= EXERCISE BRIEF =
Among the entries below, find the lines holding "good" and copy them.

= EXTRACTED INFORMATION =
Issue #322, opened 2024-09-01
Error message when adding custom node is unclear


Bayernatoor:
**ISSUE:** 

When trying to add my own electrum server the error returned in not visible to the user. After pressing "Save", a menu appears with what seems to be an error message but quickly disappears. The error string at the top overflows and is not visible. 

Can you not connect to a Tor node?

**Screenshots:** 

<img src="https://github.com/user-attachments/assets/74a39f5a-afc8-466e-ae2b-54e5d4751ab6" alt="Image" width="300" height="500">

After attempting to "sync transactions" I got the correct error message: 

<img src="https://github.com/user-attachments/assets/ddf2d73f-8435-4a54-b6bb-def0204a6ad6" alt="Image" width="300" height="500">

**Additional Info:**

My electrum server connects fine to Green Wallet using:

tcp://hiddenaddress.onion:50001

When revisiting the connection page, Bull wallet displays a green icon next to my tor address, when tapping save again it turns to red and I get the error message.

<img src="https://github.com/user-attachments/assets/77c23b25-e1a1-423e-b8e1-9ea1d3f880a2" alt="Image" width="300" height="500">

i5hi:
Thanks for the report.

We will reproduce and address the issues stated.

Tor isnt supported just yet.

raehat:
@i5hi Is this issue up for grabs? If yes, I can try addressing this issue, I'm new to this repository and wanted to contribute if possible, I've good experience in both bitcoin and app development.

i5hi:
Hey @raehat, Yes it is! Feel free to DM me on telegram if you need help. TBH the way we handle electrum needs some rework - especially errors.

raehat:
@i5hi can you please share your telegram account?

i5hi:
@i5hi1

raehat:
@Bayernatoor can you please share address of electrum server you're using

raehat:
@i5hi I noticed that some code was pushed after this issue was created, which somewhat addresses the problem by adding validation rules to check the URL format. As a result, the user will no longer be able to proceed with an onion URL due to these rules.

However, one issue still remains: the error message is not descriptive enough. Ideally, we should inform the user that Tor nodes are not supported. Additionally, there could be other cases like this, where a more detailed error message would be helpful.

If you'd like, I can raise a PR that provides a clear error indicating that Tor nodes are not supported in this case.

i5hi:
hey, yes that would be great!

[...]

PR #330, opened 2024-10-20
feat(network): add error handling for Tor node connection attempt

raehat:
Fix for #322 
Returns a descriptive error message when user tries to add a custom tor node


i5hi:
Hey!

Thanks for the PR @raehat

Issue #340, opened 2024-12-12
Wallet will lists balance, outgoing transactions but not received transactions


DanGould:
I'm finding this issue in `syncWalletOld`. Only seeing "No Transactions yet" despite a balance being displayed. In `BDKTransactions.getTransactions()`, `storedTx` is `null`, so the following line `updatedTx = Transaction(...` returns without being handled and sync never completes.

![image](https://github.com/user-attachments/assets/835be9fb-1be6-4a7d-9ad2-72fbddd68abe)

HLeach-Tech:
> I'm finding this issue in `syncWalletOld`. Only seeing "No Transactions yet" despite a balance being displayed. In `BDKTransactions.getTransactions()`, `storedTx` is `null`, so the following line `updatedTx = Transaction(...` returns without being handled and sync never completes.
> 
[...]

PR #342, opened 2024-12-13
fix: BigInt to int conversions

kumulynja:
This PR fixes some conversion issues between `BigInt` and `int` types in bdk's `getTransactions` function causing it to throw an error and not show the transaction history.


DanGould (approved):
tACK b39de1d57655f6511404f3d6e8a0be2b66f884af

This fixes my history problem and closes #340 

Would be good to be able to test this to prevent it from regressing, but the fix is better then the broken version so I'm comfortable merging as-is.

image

= ANSWER TO THE EXERCISE =
@i5hi Is this issue up for grabs? If yes, I can try addressing this issue, I'm new to this repository and wanted to contribute if possible, I've good experience in both bitcoin and app development.
Would be good to be able to test this to prevent it from regressing, but the fix is better then the broken version so I'm comfortable merging as-is.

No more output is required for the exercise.